Fofa demais para comermos? Mortes por ingestão de tartaruga geram reflexão
Na semana passada, oito crianças e uma mulher morreram após comer carne de tartaruga marinha na ilha de Pemba, em Zanzibar, no leste da África. Outras 78 pessoas também foram hospitalizadas, todas haviam ingerido carne de tartaruga.
O motivo? Um tipo de intoxicação alimentar, o quelonitoxismo, causado pela carne do animal e que possui uma taxa de mortalidade bem alta. Não se sabe o motivo exato de a carne tornar-se perigosa para humanos, mas acredita-se que a toxicidade seja causada por cianobactérias que podem conviver tranquilamente com as tartarugas, de modo que elas não apresentam nenhum sintoma de estarem doentes ou debilitadas.

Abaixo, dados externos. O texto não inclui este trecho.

Issue #25, opened 2022-01-28
Meta-issue: Windows


DilumAluthge:
Current status:

> Windows - These required a lot of work because our windows buildbot story has always been a :dumpster-fire: .  Previously, we had someone build windows VMs, used cygwin to install a bunch of compiler versions, and then whatever was installed was just what we got.  Updating the system meant potentially upgrading the compiler versions and breaking everything.  It was awful.  Also, the windows VMs often get wedged and must be restarted.  I have recently managed to streamline Windows VM creation via Packer, and figured out the proper KVM recipes to be able to run docker-on-windows-in-KVM on our amdci machines.  This means that we can build the system toolchains as docker images that get deployed onto the machines, providing reproducibility, and we can destroy the docker container after each build, which should provide a lot more reliability.  We will definitely need help creating the windows docker images and spearheading buildkite windows development, as I believe it’s mostly in powershell.

Next steps:

> We need to build windows docker images that contain the mingw32 build tools and windows platform SDK headers and whatnot necessary to build Julia.  We need to also build a set of powershell instructions to build and package Julia inside of that docker container, and then integrate the whole thing into buildkite.  This will involve some powershell scripting and some buildkite plugin development, I bet.

inkydragon:
So, we want something like https://github.com/cirruslabs/docker-images-windows (windows + VisualStudio2022),
but we want w64-mingw32 not VS2022, right?

inkydragon:
Some progress: https://github.com/inkydragon/msys2-mingw-w64
I've built a windows docker image (20H2 + MSYS2 + x86_64-w64-mingw32).
This is a POC, there are still many things todo.

staticfloat:
This is great!

staticfloat:
Okay, first some feedback:

* It appears that the images, as they are, can't be run on my windows buildbots.  The buildbots are running Windows Server 2022, and I think the issue is that by default, your images are built with the `20H2` image, which is somehow incompatible (I get the error message `The container operating system does not match the host operating system.`).  I can fix this by building the image locally, and manually setting `WIN_VERSION=ltsc2022`.

* It's not 100% necessary, but it would be nice to specifically install GCC 9, rather than just the latest available version of GCC (10 right now, it appears).  This would reduce variation across OSes in our build fleet, and also makes it less likely for us to rebuild the image and things suddenly break.

* When trying to build Julia, bootstrap fails with the following:
[...]

PR #200, opened 2022-09-14
Add windows build

staticfloat:
After integrating the great work done by @inkydragon in https://github.com/JuliaCI/julia-buildkite/issues/25 into https://github.com/JuliaCI/rootfs-images/pull/227 and running https://github.com/JuliaCI/sandboxed-buildkite-agent/pull/22 we are ready to try this out.


DilumAluthge:
@staticfloat Instead of pulling the Docker image by the `v*.*` tag, what do you think about pulling by the sha256 digest (which can be found at the bottom of the CI logs)?

staticfloat:
I think that makes it much more difficult to, at a glance, figure out what version we're actually using.  Why wouldn't you want to use the tag name?

DilumAluthge:
> I think that makes it much more difficult to, at a glance, figure out what version we're actually using. Why wouldn't you want to use the tag name?

Only that digests are immutable and tags are mutable. So it protects us from breaking CI by accidentally pushing to the same tag.

That would be an unlikely event, though, so preventing it might not be worth the loss of readability.

staticfloat:
Yeah; even if we did push to the same tag, it would just download the new image, which IMO is not that big of a deal.  If we didn't control the images that are being pushed up to docker hub, I would be more interested in this, but since we control it, I figure using the human-readable name is best.

staticfloat:
Uhghhhhh the win32 compiler uses the wrong exception model.  It's linking against `libgcc_s_dw2-1.dll`.

staticfloat:
With a new compiler, and some massaging, we've got builds that are running tests!  Some things to look into:

- [ ] `SystemError: GetClipboardData: Invalid clipboard format`: [Example](https://buildkite.com/julialang/julia-buildkite/builds/952#01836695-a144-48ea-a452-23665617dbb7/358-817).  Possbily some consequence of [how we're starting the buildkite agent](https://github.com/JuliaCI/sandboxed-buildkite-agent/blob/8567e1a2d18ae0b0a371f20d1a8f878d9e242922/windows-kvm/buildkite-worker/setup_scripts/0-02-install-buildkite-agent.ps1#L12-L16) in a headless fashion?
- [ ] `A "spawn and wait lots of tasks" test failed`: [Example](https://buildkite.com/julialang/julia-buildkite/builds/952#01836695-a144-48ea-a452-23665617dbb7/358-967).  Sounds like a segfault, but unsure why.

DilumAluthge:
> * We should disable things that rely on backtraces on win32, such as the `Profile` test, since that is extremely slow there.

cc: @ianbutterworth, who may have some hints/tips for us here.

staticfloat:
I think this is good to go!  @DilumAluthge want to take a quick look over it?

DilumAluthge (approved):
So the build runs inside Docker, but the tests do not? Any particular reason for this?

Otherwise LGTM. Agree with leaving the tests as "allow fail" initially.

staticfloat:
> So the build runs inside Docker, but the tests do not? Any particular reason for this?

Because we don't need (and indeed, don't want) any compilers around for the tests.  There's enough basic utilities available in the base image that we don't need a docker image for the tests.

DilumAluthge (approved):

Após a notícia viralizar, pipocaram comentários nas redes sociais do tipo "bem feito" e "acho pouco". A reação era esperada, tratando-se de um animal marinho que sensibiliza e comove muitas pessoas. Na conservação marinha, existem até jargões para isso: animais com "alto índice de fofulência", que compõem a "fofofauna": são baleias, golfinhos, tartarugas marinhas, focas ou qualquer animal capaz de causar o efeito "awwwwn".
O que chama atenção no caso é o esquecimento (ou talvez desconhecimento total) de que até poucas décadas atrás, a carne de tartaruga marinha era um prato comum em muitas praias brasileiras, com ovos de tartaruga chegando a ser servidos como aperitivo em bares praieiros.

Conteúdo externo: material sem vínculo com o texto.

PR #54, opened 2019-11-27
Added dummy e2e target for release 4.2

quarckster:


iNecas:
@mfojtik mind doing similar magic here, as you did in https://github.com/openshift/insights-operator/pull/55 (I don't have enough permissions to mangle the labels here, which is good thing in general :)

mfojtik:
@iNecas this need valid bug

PR #56, opened 2019-11-27
Bug 1767719: Fix the event reporting in insights operator

mfojtik:
The previous backport only backported the network events capture, not all events. This will revert the previous backport and pick the correct commits from release-4.3.


mfojtik:
self-lgtm as this is only correcting already approved backport.

**patch manager**: can we get this in early in the cycle? it is improving our observability into failed telemetry clusters and we kind of needed this yesterday.

PR #50, opened 2019-11-18
initial commit for tests

lina-nikiforova:
Output locally
```
$ go test ./test/integration
ok      github.com/openshift/insights-operator/test/integration 10.722s
```

PR #58, opened 2019-11-29
Bug 1788118: initial commit for tests for release 4.3

lina-nikiforova:
same as https://github.com/openshift/insights-operator/pull/50


iNecas:
Since it's targeting 4.3, the BZ needs to be cloned as targeted to different release. @lina-nikiforova I expect you have rights to do it in BZ, let me know if you don't

PR #61, opened 2019-12-16
added TestOptOutOptIn and moved some code to functions

lina-nikiforova:
Added new test to verify that insights operator opt-in/opt-out works

PR #62, opened 2019-12-17
Add Pavel Tisnovsky into list of repo owners

tisnik:


tisnik:
@lina-nikiforova I assume that after https://github.com/openshift/insights-operator/pull/61 will be merged, the tests will be ok (passing), right? :)

lina-nikiforova:
@tisnik I believe so, we will see in #61 as the tests were restarted :)

lina-nikiforova:
@tisnik yes, it passed there :)

PR #63, opened 2020-01-06
Bug 1788112: override node selector (4.3)

iNecas:
To ensure the deployment works properly in case of default node selector
is set.

(cherry picked from commit 53cfc74e5b5edf7fb3fc192080ee4d7299d5ad96)


alexandrevicenzi:
@iNecas could you fix the BZ issue to pass tide?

Foram necessárias décadas de trabalho por conservacionistas para mudar esse cenário. O Projeto Tamar consolidou-se como a iniciativa mais conhecida, mas o esforço remonta desde a década de 60, com a criação do IBDF (Instituto Brasileiro de Desenvolvimento Florestal, uma "primeira versão" do Ibama) e a entrada de duas espécies de tartarugas para a lista de espécies ameaçadas.
Por mais que no Brasil o hábito tenha ficado em grande parte no passado, lembro-me de quando percorri uma praia em Itacaré (BA) em 2017 e, próximo a uma comunidade vulnerável, encontrei tripas e um casco de uma tartaruga em meio às pedras, ficando, de início, sem entender o que poderia ter acontecido.
A verdade é que hoje, para a maioria das pessoas, as tartarugas valem muito mais vivas do que mortas, gerando selfies, trabalho e renda por meio do turismo - e por isso saíram do cardápio. Mas não é assim em todo lugar, e em outros cantos do mundo, a carne pode ser até um 'subproduto' do casco comercializado como decoração. Afinal, nem toda carne de tartaruga é tóxica, ainda que seja difícil precisar quanto, por se tratar de uma atividade não regulamentada.
No fim, temos uma enorme facilidade em apontar o dedo para os outros sem olhar nosso próprio prato, porque nos confrontamos com o paradoxo de sensibilização por alguns animais e normalização do sofrimento de outros. Quem faz parte da "fofofauna" para você?